== Task to complete ==
Restate word for word the lines of the records below, starting at the line that contains "https://jira.lib.unc.edu/browse/BXC-2639" and ending at the line that contains "with tests added", with both of those lines included and nothing else.

Top of Data section

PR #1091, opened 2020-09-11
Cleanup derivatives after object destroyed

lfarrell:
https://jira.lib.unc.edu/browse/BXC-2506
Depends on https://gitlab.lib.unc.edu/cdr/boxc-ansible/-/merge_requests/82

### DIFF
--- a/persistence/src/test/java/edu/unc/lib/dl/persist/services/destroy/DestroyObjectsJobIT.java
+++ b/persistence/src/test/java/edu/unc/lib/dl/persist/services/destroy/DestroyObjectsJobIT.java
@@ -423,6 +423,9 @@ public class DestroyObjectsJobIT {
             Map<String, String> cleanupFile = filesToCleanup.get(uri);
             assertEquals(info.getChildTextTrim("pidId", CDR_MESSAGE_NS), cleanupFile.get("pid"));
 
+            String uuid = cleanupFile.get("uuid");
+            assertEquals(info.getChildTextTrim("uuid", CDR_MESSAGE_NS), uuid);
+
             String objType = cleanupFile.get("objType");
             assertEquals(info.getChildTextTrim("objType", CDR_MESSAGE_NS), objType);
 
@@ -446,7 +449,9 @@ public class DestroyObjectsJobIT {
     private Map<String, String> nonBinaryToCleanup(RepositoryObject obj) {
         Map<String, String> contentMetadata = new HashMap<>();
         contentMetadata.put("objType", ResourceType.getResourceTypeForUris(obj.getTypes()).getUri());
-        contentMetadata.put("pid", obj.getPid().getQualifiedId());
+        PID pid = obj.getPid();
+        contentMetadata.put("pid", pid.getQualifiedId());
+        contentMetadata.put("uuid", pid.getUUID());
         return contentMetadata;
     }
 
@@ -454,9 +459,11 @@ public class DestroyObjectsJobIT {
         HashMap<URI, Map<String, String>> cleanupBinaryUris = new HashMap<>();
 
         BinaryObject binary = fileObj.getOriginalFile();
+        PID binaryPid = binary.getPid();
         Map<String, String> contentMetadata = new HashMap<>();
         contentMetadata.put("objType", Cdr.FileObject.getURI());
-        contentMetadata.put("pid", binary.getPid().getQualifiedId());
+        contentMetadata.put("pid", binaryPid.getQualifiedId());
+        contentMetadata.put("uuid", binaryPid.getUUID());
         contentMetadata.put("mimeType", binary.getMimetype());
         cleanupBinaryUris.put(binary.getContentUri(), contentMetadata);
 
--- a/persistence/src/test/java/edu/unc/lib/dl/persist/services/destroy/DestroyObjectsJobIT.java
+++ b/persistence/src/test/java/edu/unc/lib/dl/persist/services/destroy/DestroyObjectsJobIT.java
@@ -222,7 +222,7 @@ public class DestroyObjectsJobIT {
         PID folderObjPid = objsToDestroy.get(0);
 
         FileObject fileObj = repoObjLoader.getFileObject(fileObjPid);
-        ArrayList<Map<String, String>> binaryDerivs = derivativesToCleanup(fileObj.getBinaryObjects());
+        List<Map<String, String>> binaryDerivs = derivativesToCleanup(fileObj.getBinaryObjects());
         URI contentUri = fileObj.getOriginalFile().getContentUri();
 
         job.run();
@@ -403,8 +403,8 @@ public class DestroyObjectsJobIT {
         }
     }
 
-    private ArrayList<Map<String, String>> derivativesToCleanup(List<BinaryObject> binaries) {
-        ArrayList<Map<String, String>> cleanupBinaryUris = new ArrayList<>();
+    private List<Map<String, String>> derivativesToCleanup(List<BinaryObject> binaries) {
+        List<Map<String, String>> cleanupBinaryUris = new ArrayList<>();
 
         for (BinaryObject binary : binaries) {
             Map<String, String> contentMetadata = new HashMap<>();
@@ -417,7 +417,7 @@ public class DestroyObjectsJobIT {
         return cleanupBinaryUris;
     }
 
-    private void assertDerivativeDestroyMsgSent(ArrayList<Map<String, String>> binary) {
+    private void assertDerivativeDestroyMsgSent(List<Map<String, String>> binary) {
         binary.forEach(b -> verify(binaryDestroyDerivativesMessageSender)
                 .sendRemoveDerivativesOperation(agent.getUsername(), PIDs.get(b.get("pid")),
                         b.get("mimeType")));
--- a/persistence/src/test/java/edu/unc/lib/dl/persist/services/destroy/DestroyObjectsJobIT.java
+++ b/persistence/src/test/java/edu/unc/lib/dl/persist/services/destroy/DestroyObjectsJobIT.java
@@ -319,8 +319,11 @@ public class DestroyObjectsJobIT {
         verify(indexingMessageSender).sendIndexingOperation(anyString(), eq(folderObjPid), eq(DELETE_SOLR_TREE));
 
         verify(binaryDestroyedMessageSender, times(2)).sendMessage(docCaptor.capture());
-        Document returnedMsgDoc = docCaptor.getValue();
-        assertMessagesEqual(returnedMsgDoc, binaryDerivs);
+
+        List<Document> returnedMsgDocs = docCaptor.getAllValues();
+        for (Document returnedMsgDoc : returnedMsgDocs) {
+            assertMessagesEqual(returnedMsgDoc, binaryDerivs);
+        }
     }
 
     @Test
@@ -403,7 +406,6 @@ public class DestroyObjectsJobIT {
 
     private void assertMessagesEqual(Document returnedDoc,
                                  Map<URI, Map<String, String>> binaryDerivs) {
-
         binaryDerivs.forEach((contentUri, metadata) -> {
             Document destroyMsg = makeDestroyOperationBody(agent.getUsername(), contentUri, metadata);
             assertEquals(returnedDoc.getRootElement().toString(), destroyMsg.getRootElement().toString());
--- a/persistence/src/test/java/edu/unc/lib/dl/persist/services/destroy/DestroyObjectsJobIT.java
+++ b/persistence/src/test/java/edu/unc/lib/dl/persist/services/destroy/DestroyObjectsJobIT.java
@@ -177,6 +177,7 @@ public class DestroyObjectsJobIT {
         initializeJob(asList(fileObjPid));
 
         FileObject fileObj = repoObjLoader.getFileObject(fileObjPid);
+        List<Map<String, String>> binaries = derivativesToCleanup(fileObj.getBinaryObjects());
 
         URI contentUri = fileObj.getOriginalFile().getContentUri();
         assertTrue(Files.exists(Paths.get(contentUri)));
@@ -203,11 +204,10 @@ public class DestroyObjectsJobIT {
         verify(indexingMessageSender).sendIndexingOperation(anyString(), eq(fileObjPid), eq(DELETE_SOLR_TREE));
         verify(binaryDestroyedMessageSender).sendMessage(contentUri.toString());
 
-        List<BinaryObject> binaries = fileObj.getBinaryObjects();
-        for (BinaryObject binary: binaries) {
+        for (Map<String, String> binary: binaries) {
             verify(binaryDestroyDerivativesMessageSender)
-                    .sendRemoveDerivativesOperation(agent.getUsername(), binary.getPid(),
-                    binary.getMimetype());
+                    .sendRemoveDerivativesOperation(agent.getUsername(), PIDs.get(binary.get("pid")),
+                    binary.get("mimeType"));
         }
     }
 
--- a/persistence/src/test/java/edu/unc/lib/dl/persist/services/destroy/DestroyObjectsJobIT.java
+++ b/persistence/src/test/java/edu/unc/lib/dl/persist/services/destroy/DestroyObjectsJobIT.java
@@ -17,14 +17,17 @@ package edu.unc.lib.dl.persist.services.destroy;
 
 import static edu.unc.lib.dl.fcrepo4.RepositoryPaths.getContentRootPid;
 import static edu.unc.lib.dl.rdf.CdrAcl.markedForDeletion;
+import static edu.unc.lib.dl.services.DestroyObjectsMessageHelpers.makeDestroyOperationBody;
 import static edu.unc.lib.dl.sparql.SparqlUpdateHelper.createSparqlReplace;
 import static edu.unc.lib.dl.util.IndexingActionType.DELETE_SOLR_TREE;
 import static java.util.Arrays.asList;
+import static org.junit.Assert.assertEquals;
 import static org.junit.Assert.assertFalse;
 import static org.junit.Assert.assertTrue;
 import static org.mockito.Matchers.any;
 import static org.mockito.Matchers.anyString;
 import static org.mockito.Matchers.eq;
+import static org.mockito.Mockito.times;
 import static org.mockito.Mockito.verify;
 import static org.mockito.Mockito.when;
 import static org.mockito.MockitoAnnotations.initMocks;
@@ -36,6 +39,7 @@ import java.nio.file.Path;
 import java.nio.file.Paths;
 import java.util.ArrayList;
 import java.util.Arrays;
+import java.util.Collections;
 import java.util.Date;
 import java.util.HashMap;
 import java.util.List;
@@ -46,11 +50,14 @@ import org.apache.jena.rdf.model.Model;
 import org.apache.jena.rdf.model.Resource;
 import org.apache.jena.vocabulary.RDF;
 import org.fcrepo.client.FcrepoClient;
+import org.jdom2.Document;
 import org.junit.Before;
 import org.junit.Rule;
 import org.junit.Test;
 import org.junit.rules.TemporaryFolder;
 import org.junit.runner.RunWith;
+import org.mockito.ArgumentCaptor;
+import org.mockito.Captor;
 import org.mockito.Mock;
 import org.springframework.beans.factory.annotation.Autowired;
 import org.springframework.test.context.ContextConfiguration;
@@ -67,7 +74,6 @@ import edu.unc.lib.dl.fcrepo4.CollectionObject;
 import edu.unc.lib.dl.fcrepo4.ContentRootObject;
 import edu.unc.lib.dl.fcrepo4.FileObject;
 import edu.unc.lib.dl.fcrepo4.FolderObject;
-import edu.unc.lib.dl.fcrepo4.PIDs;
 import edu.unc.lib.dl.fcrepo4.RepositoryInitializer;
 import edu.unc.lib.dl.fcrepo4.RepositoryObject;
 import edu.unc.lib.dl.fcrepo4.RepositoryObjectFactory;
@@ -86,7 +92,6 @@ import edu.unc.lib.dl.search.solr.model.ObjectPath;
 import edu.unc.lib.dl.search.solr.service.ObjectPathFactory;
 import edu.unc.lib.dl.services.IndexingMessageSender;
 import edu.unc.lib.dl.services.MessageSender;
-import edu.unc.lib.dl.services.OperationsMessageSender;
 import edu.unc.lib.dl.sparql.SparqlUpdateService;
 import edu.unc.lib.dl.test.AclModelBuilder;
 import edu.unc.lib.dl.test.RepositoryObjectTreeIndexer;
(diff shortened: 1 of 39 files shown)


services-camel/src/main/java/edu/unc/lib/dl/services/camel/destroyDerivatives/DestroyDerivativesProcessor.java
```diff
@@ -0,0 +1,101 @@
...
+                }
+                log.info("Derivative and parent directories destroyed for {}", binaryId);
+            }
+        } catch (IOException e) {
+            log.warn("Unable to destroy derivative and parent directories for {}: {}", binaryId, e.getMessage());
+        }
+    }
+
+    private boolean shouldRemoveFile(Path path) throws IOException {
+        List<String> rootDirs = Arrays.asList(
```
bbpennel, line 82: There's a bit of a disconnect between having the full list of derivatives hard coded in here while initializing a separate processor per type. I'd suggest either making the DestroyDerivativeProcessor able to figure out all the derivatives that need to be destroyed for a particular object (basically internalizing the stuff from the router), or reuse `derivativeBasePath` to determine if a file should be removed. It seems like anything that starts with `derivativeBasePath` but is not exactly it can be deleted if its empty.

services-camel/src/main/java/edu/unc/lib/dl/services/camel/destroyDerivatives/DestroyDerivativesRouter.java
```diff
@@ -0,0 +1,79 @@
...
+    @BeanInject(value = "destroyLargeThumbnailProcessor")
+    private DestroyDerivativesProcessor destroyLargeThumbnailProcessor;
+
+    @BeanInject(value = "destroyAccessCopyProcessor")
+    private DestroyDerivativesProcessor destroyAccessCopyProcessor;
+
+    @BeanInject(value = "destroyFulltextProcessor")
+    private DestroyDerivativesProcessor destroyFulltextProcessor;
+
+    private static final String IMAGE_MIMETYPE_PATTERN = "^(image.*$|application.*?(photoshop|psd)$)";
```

Bottom of Data section
Top of Data section

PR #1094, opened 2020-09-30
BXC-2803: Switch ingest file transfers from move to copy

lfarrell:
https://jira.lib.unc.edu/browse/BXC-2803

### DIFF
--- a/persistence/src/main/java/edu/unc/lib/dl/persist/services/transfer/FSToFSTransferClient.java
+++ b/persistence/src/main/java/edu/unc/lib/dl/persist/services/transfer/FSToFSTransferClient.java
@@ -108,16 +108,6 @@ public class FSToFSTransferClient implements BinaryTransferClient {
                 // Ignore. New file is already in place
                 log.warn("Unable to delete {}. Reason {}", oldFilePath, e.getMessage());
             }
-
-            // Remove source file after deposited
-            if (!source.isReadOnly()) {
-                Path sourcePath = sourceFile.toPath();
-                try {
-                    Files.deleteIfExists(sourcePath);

Bottom of Data section
Top of Data section

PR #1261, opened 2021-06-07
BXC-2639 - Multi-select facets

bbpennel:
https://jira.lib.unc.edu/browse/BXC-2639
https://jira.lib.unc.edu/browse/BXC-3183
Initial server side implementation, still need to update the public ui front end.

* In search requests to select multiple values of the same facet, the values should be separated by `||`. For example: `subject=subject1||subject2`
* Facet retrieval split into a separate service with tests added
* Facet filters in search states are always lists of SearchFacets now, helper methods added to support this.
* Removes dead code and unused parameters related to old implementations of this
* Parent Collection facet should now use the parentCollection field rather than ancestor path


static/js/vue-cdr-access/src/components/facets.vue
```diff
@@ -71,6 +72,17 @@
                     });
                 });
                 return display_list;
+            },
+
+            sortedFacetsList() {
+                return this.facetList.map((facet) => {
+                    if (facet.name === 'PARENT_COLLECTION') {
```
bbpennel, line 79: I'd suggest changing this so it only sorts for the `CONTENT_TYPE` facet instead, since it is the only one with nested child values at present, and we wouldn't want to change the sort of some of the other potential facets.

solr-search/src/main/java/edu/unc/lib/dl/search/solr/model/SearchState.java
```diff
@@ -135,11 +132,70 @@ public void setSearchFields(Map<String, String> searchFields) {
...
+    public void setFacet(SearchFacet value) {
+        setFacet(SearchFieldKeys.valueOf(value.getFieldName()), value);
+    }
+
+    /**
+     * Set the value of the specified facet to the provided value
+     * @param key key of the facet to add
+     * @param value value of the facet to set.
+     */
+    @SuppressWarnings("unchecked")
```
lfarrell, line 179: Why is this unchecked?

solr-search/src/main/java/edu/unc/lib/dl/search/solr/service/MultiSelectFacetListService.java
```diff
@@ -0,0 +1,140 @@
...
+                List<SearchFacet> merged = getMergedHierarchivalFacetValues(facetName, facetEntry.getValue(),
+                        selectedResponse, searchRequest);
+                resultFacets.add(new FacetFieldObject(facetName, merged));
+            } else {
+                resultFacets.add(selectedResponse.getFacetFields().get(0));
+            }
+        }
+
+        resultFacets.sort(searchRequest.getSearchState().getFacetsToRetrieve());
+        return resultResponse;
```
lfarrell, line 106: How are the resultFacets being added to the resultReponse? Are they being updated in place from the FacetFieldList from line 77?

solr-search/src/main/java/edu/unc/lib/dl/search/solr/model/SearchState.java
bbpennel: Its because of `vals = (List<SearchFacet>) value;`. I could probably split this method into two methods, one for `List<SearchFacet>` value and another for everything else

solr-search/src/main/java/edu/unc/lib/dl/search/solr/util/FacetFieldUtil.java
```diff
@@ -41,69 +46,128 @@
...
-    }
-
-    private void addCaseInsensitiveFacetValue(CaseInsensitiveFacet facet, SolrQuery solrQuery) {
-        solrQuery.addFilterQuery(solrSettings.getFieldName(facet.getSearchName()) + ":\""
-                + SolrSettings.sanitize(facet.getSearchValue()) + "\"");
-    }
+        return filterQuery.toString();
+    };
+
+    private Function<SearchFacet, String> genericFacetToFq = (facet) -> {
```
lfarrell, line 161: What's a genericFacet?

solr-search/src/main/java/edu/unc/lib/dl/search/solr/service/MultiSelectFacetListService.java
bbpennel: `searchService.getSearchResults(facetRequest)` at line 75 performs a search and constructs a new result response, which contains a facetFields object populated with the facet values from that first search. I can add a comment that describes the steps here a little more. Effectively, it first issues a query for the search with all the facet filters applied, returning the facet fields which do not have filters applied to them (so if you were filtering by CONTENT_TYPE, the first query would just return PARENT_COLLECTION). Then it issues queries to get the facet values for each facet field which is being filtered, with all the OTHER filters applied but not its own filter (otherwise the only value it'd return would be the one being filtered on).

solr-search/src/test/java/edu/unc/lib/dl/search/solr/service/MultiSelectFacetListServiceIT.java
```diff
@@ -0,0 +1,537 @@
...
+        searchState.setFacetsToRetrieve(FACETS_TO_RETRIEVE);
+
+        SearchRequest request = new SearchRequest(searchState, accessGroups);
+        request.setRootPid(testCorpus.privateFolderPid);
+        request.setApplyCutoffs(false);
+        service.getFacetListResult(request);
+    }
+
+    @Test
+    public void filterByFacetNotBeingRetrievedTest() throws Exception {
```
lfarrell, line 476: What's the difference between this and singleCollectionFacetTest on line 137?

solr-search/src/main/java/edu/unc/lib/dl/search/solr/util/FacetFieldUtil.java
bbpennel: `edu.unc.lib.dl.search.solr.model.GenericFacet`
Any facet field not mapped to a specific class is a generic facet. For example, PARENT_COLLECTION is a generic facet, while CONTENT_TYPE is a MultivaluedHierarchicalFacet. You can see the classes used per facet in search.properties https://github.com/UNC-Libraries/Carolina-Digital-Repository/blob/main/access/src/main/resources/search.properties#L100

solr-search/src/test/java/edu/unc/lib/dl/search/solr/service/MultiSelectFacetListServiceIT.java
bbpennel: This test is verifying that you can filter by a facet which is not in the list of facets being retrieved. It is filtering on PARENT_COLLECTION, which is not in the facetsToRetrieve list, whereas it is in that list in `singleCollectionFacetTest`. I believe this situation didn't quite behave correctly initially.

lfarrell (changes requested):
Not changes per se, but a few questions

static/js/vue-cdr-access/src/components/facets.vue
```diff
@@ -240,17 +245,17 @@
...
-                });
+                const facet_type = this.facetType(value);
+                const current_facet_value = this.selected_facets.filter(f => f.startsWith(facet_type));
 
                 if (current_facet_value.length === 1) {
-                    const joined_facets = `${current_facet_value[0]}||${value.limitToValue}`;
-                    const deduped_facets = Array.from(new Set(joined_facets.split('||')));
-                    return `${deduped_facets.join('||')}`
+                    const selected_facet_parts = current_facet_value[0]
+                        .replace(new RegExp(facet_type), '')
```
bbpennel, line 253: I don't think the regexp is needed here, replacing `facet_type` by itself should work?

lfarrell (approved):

Bottom of Data section

== Solution to this problem ==
https://jira.lib.unc.edu/browse/BXC-2639
https://jira.lib.unc.edu/browse/BXC-3183
Initial server side implementation, still need to update the public ui front end.

* In search requests to select multiple values of the same facet, the values should be separated by `||`. For example: `subject=subject1||subject2`
* Facet retrieval split into a separate service with tests added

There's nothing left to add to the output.